Wednesday, March 24, 2010

More on Mineola

With the caveat that I do not know the case well, and can't come close to evaluating the guilt or innocence of those involved, here's the story run in the Tyler Morning Telegraph today. The Judge is expressing some degree of skepticism from the tone of this story:
"Justice Hedges also focused on the fact that five children were called to testify in the original trial, when the original two who made the outcries would have sufficed".
Again, the similarity to this case and YFZ is the mystifying failure to go with what would have worked better, and instead running up the number of supposed victims. The Judge seems to think that if the prosecution had just stuck to the first two "outcries," things would have gone better for the prosecution. This makes me wonder about the pathology of Law Enforcement that is involved.

Are they competing to get to a prosecution first?

Are they trying to up their "rep" in the case with more salacious details thereby furthering their careers?

I mention this because a less spectacular approach to YFZ it seemed, would have sufficed, yet in this case the Judge seems to be pointing to, bare minimum, excess. Five kids instead of two which in my mind corresponds to the number of "underage pregnant teenage girls" that were "found" initially at YFZ.

I continue to point out that the cause for going into the ranch seemed silly to me. Why not just go in on a suspicion of Bigamy and list a bunch of places to search and then "Seek until ye shall find?" Instead there is a big splashy raid with horrific allegations (who can forget the "Sex Bed") and now an endangered prosecution.

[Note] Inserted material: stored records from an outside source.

PR #516, opened 2022-03-28
[AL-1886] Inclusion of Scope param to Classification

jtsodapop:


labelbox/schema/ontology.py
```diff
@@ -151,21 +156,31 @@ def from_dict(cls, dictionary: Dict[str, Any]) -> Dict[str, Any]:
...
             "options": [o.asdict() for o in self.options],
-            "schemaNodeId": self.schema_id,
-            "featureSchemaId": self.feature_schema_id
+            "schemaNodeId":
+                self.schema_id,
+            "featureSchemaId":
+                self.feature_schema_id,
+            "scope":
+                self.scope.value
+                if self.scope is not None else self.Scope.GLOBAL.value
```
msokoloff1, line 183: So we always want to include global scope by default? This won't cause any problems?

jtsodapop: Yeah, when talking with Amanda about this, for new ontologies it should be okay to default to global, since global is inclusive of image/videos while index is specific to videos

I am unsure how to update the code to check for this though:
```We also shouldn't allow users to update the scope if classifications annotations exist for that classification.```

msokoloff1 (approved):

Does Texas routinely gin up the charges so as to make any potential juror afraid to acquit or give lowered sentences? Is it all about trying the case, before trying the case?

"Wes" Volberding:
"The briefs allege that the Smith County District Attorney’s office concealed vital information pointing to the actual innocence of the six adults involved in the case, and that Judge Skeen has applied different rules in this trial than Texas allows," he said.

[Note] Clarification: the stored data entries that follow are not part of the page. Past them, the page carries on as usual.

PR #527, opened 2022-03-31
[AL-1859] Update SDK Tests for On-Prem

jtsodapop:
Update to test cases and availability to run on-prem given your local environment has the following var:

`LABELBOX_TEST_API_KEY_ONPREM` - take the api key from the onprem instance

`LABELBOX_TEST_ONPREM_HOSTNAME` example - https://app.replicated-bb2f865.labelbox.dev


jtsodapop:
It is difficult to make this consistently pass all test cases. The test results are very flaky for on-prem instance.

Example test case:
client.upload_data() method will intermittently fail and we will get a NoneType error (likely due to the result not being available yet)

Running several times will allow the test case to pass, but it is not guaranteed with X number of times.

tests/integration/annotation_import/conftest.py
```diff
@@ -223,11 +223,12 @@ def entity_inference(prediction_id_mapping):
 @pytest.fixture
 def segmentation_inference(prediction_id_mapping):
     segmentation = prediction_id_mapping['superpixel'].copy()
-    segmentation.update(
-        {'mask': {
-            'instanceURI': "sampleuri",
+    segmentation.update({
+        'mask': {
+            'instanceURI': "https://picsum.photos/200/300",
```
msokoloff1, line 228: This potentially could result in a failed import. If we run the tests enough picsum starts limiting us. Also if there are no [0,0,0] pixels then the import is unsuccessful.

msokoloff1 (approved):
One nit, otherwise looks good.

PR #528, opened 2022-03-31
revised text and video export notebooks

ezekielemerson:
Significantly revised the text and video export notebooks to demonstrate how to parse through the exports in both cases, which was especially needed for video example, and how to convert annotation types to ndjson for text. I also removed the very project-specific example at the end of the original text notebook, which had no reusability. Additionally, the video export notebook also came with a project ID, but the visualization task at the end is well-written and applies to all projects, so I kept it.


jtsodapop (changes requested):
When trying to look at the notebooks with reviewnb, it says that these are not valid notebooks. can you confirm these are good to go?

jtsodapop:
Closing this out in favor of opening up another PR so as to avoid conflicts

PR #529, opened 2022-03-31
revised video and text export notebooks

ezekielemerson:
Significantly revised the text and video export notebooks to demonstrate how to parse through the exports in both cases, which was especially needed for video example, and how to convert annotation types to ndjson for text. I also removed the very project-specific example at the end of the original text notebook, which had no reusability. Additionally, the video export notebook also came with a project ID, but the visualization task at the end is well-written and applies to all projects, so I kept it.

### DIFF
--- a/examples/label_export/text.ipynb
+++ b/examples/label_export/text.ipynb
@@ -1,343 +1,324 @@
 {
-    "cells": [
-        {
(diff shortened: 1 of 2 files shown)


gdj0nes (approved):
LGTM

"The owners of the club, Russ and Sherry Adams, told the Tyler prosecutors that no children ever set foot in their club," Volberding said.

"The prosecutors believed them and let them go, then kept that information to themselves without telling the defense lawyers," he said.
The original source of the accusation, is questionable:
"Smith County prosecutors also concealed the fact that one of the foster parents of the two children who made the original outcries, John Cantrell, was being investigated in California for molesting other children who had been in his care.

Volberding also alleges that prosecutors held onto recorded statements in which the children say that nothing ever happened to them, and no molestation ever occurred."
Thad Davidson, who was the original attorney of record for the defense said he would be: "surprised if the case was not flipped."
"Jim Huggler, who served as both the original trial attorney, and is now the appellate attorney for Jamie Pittman, another defendant in the case, filed his appeal based on the introduction of other offenses not related to the indictment of his client in the original trial.

Huggler also said, like Volberding, that the state concealed the tapes of the children who said nothing ever happened to them."
There was no mention of the unprecedented "Amicus Brief" filed by the Wood County DA, contradicting the Smith County DA, in the Tyler Morning Telegraph story.

The story has also been covered by "Grits for Breakfast," and by the "Texas Monthly." As mentioned before, Ranger Philip Kemp is in it, up to his neck. Of course Bill Medvecky has been all over it.